> **TASK TO COMPLETE**
Return all lines of the records that contain the word "shown".

> **SUPPLIED MATERIAL**
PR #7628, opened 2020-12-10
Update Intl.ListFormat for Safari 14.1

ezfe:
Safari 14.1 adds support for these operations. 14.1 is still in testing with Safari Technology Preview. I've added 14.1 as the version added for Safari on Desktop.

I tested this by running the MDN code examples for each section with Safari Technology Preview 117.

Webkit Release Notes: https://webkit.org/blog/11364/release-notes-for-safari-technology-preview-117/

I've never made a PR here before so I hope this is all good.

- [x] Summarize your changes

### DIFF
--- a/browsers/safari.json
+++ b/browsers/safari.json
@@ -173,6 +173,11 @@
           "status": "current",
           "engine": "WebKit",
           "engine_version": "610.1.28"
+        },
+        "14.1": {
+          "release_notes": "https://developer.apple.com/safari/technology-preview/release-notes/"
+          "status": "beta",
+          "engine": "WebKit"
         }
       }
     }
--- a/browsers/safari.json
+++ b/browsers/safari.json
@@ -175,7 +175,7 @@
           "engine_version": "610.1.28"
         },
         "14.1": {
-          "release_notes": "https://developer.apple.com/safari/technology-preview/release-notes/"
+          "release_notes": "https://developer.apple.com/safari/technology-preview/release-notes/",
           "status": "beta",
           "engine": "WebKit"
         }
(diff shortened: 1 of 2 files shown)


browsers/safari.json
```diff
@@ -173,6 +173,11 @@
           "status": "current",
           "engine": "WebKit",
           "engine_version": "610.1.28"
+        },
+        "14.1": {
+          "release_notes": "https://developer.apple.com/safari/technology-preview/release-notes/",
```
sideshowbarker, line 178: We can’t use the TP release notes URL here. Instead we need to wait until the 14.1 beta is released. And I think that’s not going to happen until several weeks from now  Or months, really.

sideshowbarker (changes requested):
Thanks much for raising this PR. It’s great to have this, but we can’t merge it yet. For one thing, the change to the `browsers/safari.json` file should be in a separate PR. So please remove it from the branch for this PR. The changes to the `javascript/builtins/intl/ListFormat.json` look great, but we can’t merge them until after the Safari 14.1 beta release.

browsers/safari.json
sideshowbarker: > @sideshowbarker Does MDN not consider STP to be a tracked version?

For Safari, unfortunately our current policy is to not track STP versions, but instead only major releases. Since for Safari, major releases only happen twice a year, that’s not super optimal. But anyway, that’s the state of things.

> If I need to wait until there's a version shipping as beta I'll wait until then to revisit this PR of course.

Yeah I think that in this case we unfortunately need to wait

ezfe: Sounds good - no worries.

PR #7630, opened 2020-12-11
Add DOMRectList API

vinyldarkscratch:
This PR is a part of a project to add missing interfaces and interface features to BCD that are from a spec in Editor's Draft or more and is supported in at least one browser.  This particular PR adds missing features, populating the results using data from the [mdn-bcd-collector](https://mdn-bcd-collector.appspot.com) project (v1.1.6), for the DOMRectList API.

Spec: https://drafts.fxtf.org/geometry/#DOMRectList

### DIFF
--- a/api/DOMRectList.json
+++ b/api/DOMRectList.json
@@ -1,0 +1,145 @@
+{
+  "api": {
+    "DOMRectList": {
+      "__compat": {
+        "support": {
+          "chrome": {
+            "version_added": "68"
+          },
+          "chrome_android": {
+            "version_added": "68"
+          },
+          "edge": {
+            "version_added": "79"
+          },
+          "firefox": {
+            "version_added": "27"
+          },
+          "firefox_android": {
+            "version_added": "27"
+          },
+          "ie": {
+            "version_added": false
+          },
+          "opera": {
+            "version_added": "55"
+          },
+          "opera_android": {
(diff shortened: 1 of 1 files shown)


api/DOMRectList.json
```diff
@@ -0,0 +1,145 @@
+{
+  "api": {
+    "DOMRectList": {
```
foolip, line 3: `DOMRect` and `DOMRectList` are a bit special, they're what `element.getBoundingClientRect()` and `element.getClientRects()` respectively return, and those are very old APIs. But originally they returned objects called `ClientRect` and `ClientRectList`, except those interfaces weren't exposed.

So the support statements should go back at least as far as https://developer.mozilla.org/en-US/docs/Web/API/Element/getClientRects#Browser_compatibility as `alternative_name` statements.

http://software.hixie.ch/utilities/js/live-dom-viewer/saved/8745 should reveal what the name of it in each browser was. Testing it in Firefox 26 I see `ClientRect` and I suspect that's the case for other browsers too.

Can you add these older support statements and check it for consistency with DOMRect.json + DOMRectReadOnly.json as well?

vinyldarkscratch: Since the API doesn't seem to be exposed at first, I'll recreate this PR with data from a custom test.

> **FINISHED TASK**
(diff shortened: 1 of 2 files shown)
(diff shortened: 1 of 1 files shown)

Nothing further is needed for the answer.